> [Entries provided]
PR #2726, opened 2022-12-15
fix simulate add/remove liquidity

benluelo:
Updates the simulate add/remove liquidity functionality to be inline with the latest dex refactor updates. Also changes the input to `remove_liquidity` to require `min_amounts` length to be between 1 and 2 with a `BiBoundedVec`.

### DIFF
--- a/code/parachain/frame/pablo/src/lib.rs
+++ b/code/parachain/frame/pablo/src/lib.rs
@@ -58,18 +58,19 @@ pub mod pallet {
 		WeightInfo,
 	};
 	use codec::FullCodec;
-	use composable_support::math::safe::{SafeArithmetic, SafeSub};
+	use composable_support::{
+		collections::vec::bounded::{bi_bounded_vec::BiBoundedVecOutOfBounds, BiBoundedVec},
+		math::safe::{SafeArithmetic, SafeSub},
+	};
 	use composable_traits::{
 		currency::{CurrencyFactory, LocalAssets},
 		defi::{CurrencyPair, Rate},
-		dex::{
-			Amm, BasicPoolInfo, Fee, PriceAggregate, RedeemableAssets,
-			RemoveLiquiditySimulationResult,
-		},
+		dex::{Amm, BasicPoolInfo, Fee, PriceAggregate, RedeemableAssets},
 	};
 	use core::fmt::Debug;
 	use frame_support::{
 		pallet_prelude::*,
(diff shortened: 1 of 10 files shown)


PoisonPhang (approved):
LGTM! Great work! :rocket:

code/parachain/frame/pablo/src/lib.rs
```diff
@@ -696,24 +669,17 @@ pub mod pallet {
...
+				// since we're simulating this, we want to immediately roll it back no matter what
+				// the outcome is
+				TransactionOutcome::Rollback(<Self as Amm>::add_liquidity(
+					who,
+					pool_id,
+					amounts,
+					Zero::zero(),
+					false,
+				))
+			})
```
hussein-aitlahcen, line 682: I'm not sure it's possible to mutate the storage in RPCs, I think that you can use the base API and it won't interfere with the ledger. Must be checked but I believe already discussed this with @KaiserKarel

hussein-aitlahcen (approved):

code/parachain/frame/pablo/src/lib.rs
KaiserKarel: afaik yeah, but now I wonder too.

KaiserKarel (approved):

code/parachain/frame/pablo/src/lib.rs
benluelo: it's not possible in RPCs, no, but the simulate_*_liquidity fns are exposed outside of rpcs. IMO they shouldn't exist at all, and we should just be calling the extrinsics directly in the rpc impl, but this is fine for now

benluelo: to clarify what i mean by exposed - they aren't public facing API, but they are part of the `Amm` trait; so they can technically be called from anywhere.

obsessed-cake (approved):

code/parachain/frame/pablo/src/lib.rs
hussein-aitlahcen: Makes sense, thanks for clarifying :)

vimukthi-git (approved):
LGTM, please test locally before merging

cor (changes requested):
not toally sure yet

benluelo:
closing in favor of #2740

> [Exercise requirements] Each line of the listing is to be repeated exactly.

> [Completed task]
PR #2726, opened 2022-12-15
fix simulate add/remove liquidity

benluelo:
Updates the simulate add/remove liquidity functionality to be inline with the latest dex refactor updates. Also changes the input to `remove_liquidity` to require `min_amounts` length to be between 1 and 2 with a `BiBoundedVec`.

### DIFF
--- a/code/parachain/frame/pablo/src/lib.rs
+++ b/code/parachain/frame/pablo/src/lib.rs
@@ -58,18 +58,19 @@ pub mod pallet {
 		WeightInfo,
 	};
 	use codec::FullCodec;
-	use composable_support::math::safe::{SafeArithmetic, SafeSub};
+	use composable_support::{
+		collections::vec::bounded::{bi_bounded_vec::BiBoundedVecOutOfBounds, BiBoundedVec},
+		math::safe::{SafeArithmetic, SafeSub},
+	};
 	use composable_traits::{
 		currency::{CurrencyFactory, LocalAssets},
 		defi::{CurrencyPair, Rate},
-		dex::{
-			Amm, BasicPoolInfo, Fee, PriceAggregate, RedeemableAssets,
-			RemoveLiquiditySimulationResult,
-		},
+		dex::{Amm, BasicPoolInfo, Fee, PriceAggregate, RedeemableAssets},
 	};
 	use core::fmt::Debug;
 	use frame_support::{
 		pallet_prelude::*,
(diff shortened: 1 of 10 files shown)


PoisonPhang (approved):
LGTM! Great work! :rocket:

code/parachain/frame/pablo/src/lib.rs
```diff
@@ -696,24 +669,17 @@ pub mod pallet {
...
+				// since we're simulating this, we want to immediately roll it back no matter what
+				// the outcome is
+				TransactionOutcome::Rollback(<Self as Amm>::add_liquidity(
+					who,
+					pool_id,
+					amounts,
+					Zero::zero(),
+					false,
+				))
+			})
```
hussein-aitlahcen, line 682: I'm not sure it's possible to mutate the storage in RPCs, I think that you can use the base API and it won't interfere with the ledger. Must be checked but I believe already discussed this with @KaiserKarel

hussein-aitlahcen (approved):

code/parachain/frame/pablo/src/lib.rs
KaiserKarel: afaik yeah, but now I wonder too.

KaiserKarel (approved):

code/parachain/frame/pablo/src/lib.rs
benluelo: it's not possible in RPCs, no, but the simulate_*_liquidity fns are exposed outside of rpcs. IMO they shouldn't exist at all, and we should just be calling the extrinsics directly in the rpc impl, but this is fine for now

benluelo: to clarify what i mean by exposed - they aren't public facing API, but they are part of the `Amm` trait; so they can technically be called from anywhere.

obsessed-cake (approved):

code/parachain/frame/pablo/src/lib.rs
hussein-aitlahcen: Makes sense, thanks for clarifying :)

vimukthi-git (approved):
LGTM, please test locally before merging

cor (changes requested):
not toally sure yet

benluelo:
closing in favor of #2740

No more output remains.